Saturday, October 29, 2011

Maryknoll Korea's 100th Anniversary Celebration

On  Oct. 25th the Maryknoll Fathers and Brothers celebrated the 100th anniversary of the founding of Maryknoll, the foreign Mission Society of the Catholic Church in the United States, in the diocese of Cheongju, thanks to the kind invitation of the bishop. The celebration took place in the cathedral parish with Cardinal Chong, the main celebrant, the Maryknoll Vicar General, the Asian Regional Superior, the apostolic delegate, 15 bishops, many priests and sisters, and over 800 lay people.  They were there to give thanks and offer congratulations to the Society.
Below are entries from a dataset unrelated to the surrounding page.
PR #11950, opened 2026-05-15
Add MariaDB link to database section in README

robertsilen:
InvenTree already documents MySQL and MariaDB installation in the docs and includes MariaDB-specific database options in the backend. The README tech stack only listed MySQL. This adds MariaDB as a supported database alongside the existing entries.


matmair:
@robertsilen why does the link point to a commercial offering instead of the foundation? .com vs .org?

robertsilen:
> @robertsilen why does the link point to a commercial offering instead of the foundation? .com vs .org?

@matmair Good question! It should be the most relevant option for the context. I updated it to .org now.

SchrodingersGat (approved):

PR #11951, opened 2026-05-15
feat(backend): add throtteling by default

matmair:
Part of SAST / AI-driven vuln discovery was how trivial some API points are to DoS attack (unknowingly even when using an MCP); while these limits are too lax for small instances they should keep the impact on most instances minimal while providing a good first barrier.

As I already mentioned in the threat model: a WAF is much better solution to this but most instances on the internet seem to not use that.


SchrodingersGat:
Any testing we can apply to this?

SchrodingersGat:
I also wonder whether these limits are sufficient for loading 2-3 pages simultaneously? A page load can throw a few requests to the server, this should be tested thoroughly with some abusive page loads.

matmair:
I will look into testing

matmair:
@SchrodingersGat I move to include this in 1.5.0 - oob comms to follow

SchrodingersGat (approved):

SchrodingersGat:
@matmair some throttling tests here would be good to. Are you going to update this PR with OOB docs / tests - or submit as a separate PR?

matmair:
Re:docs: There already are a changelog entry and config docs. As there are default values no action by users is required so I am not sure what more documentation is required

re:tests: in my local testing triggering throttling bled through test classes, which is why I added the check if running in debug. I will add a simple overwrite of that check so that we can have a single test in which throttling is applied

PR #11955, opened 2026-05-16
Feature: Auto-select items tab for final stock locations (#11766)

### LINKED ISSUE #11766: [FR]Final stock location

### Problem statement

When navigating through stock locations (sometimes back and forth) for looking a semi specific part (i.e. I am looking for a screw with a specific length and I need to peek through all the philips-, hex-, torxscrew etc. bins), it would be useful if the final locations (where no sub locations present) would list the contained parts automatically when clicking onto their links. 
 

### Suggested solution

I was thinking about adding a flag to the stock locations  which would disable the creation of the sub locations, (this would hide the "Stock locations" menu from here automatically:

Image

and would redirect the sublocations endpoint automatically to the stock-items

Changing the default behavior is not really a good choice, as it is possible that I navigate to the empty Sub locations  list to add a new one for e.g.

### Examples of other systems

_No response_

- [x] I want to develop this.

adityakrmishra:
Fixes #11766.

As discussed in the issue, I added a new user setting `DISPLAY_ITEMS_FOR_FINAL_LOCATION` (default True). 

If a stock location or category has 0 sublocations, the UI now automatically defaults to the 'Stock Items' or 'Parts' tab. The empty sublocations tab is still fully accessible if a user needs to manually click it to add something. 

Tested locally and working as expected. Let me know if you need any adjustments!


matmair:
1) this targets the wrong branch; should be `master`
2) imo this changes default behavior and should be false by default

matmair (approved):
lgtm

matmair (approved):
Lokks good @SchrodingersGat ready for review & merge

matmair:
@adityakrmishra if you install prek (or pre-commit) in your enviroment you get auto-formatting followng the applicable coding standards on each commit.
You can either do that manually or run `invoke setup-dev`. Should reduce the amount of CI-feedback required siginificantly.

src/backend/InvenTree/common/setting/user.py
```diff
@@ -268,4 +268,12 @@ def label_printer_options():
         'description': _('Save the last used printing machines for a user'),
         'default': '',
     },
+    'DISPLAY_ITEMS_FOR_FINAL_LOCATION': {
+        'name': _('Display Items for Final Location'),
```
SchrodingersGat: My only suggestion here is that "Location" is not correct wording - as this can apply to both "location" and "category" instances.

SchrodingersGat:
Happy with this overall, but perhaps we can tweak the wording for the user setting?

adityakrmishra:
Great catch! I've renamed the setting key to DISPLAY_ITEMS_FINAL_LEVEL and updated the display text and documentation to be completely agnostic so it accurately reflects that it handles both locations and categories.

SchrodingersGat (approved):

SchrodingersGat:
@adityakrmishra nice work, thanks!

SchrodingersGat:
Thanks for the contribution!

adityakrmishra:
Thank you so much for the merge and all the guidance!
This makes my second successful PR here, which means a lot to me. Being able to point to these real-world contributions is going to be amazing proof of my hard work as I start building my software career
I'm going to take a little screen-time break to recharge, but I definitely plan to come back and tackle more issues in the future. Thanks again for the opportunity!

PR #11956, opened 2026-05-16
[UI] Panel indicator badges

SchrodingersGat:
Extends the functionality of panel indicator badges, making it easier to define if a particular panel should display an indicator badge.

This PR extends the concept to:

- parameters
- attachments

image

image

The Cardinal, in his sermon, recounted the history of the Korean Maryknoll presence from its time in North Korea to the present--a total of 88 years, with 15 Maryknollers remaining in the country. Two priests of the Brothers of St. Luke Hwang Sok-tu Mission Society were present and  said they will be following the spirit of the Maryknoll Society and the zeal shown by the missioners. 

Bishop Chang Gabriel gave a plaque thanking the Society to the Maryknoll Vicar General and a candle to our local superior commemorating the 100th anniversary celebration.

The editorial in the Peace Weekly mentioned that in comparison to the Jesuits and the Paris Foreign Mission Society,  Maryknoll has a brief but unique history. It was established to work in Asia and went through the trying times of the First and Second World Wars, the Korean War, and the control of China by the Communists: a time of persecutions and martyrs.

Maryknoll founded the dioceses of Pyongyang, Cheongju, and Incheon, and also was present in other parts of the country. The editorial mentions that the society worked in Korea under the occupation  of the Japanese and the Communists, which made for a very difficult working environment.

In the Peace Weekly interview with Fr. Hammond, the Maryknoll local superior, he recalls an incident while he was a student in the seminary. " Maryknollers have a feeling of sorrow and regret," he said, "when we think of Pyongyang. Monsignor George Carroll, who had spent years there before being forced out, later during a talk to his seminary students  broke down crying. I remember it still very clearly," he said. "When we think of the division of the country and the war our hearts become heavy."

Maryknollers would like to see, as would all Koreans, a unified Korea again. The feelings of sorrow and anger continue to show in the different attitudes toward the North when it comes to dialoguing with the North and giving aid. What can we, who are not directly involved, do to bring about better relations with the North?  We can pray and make efforts to heal some of our own mental and emotional scars that remain since the partition of the country.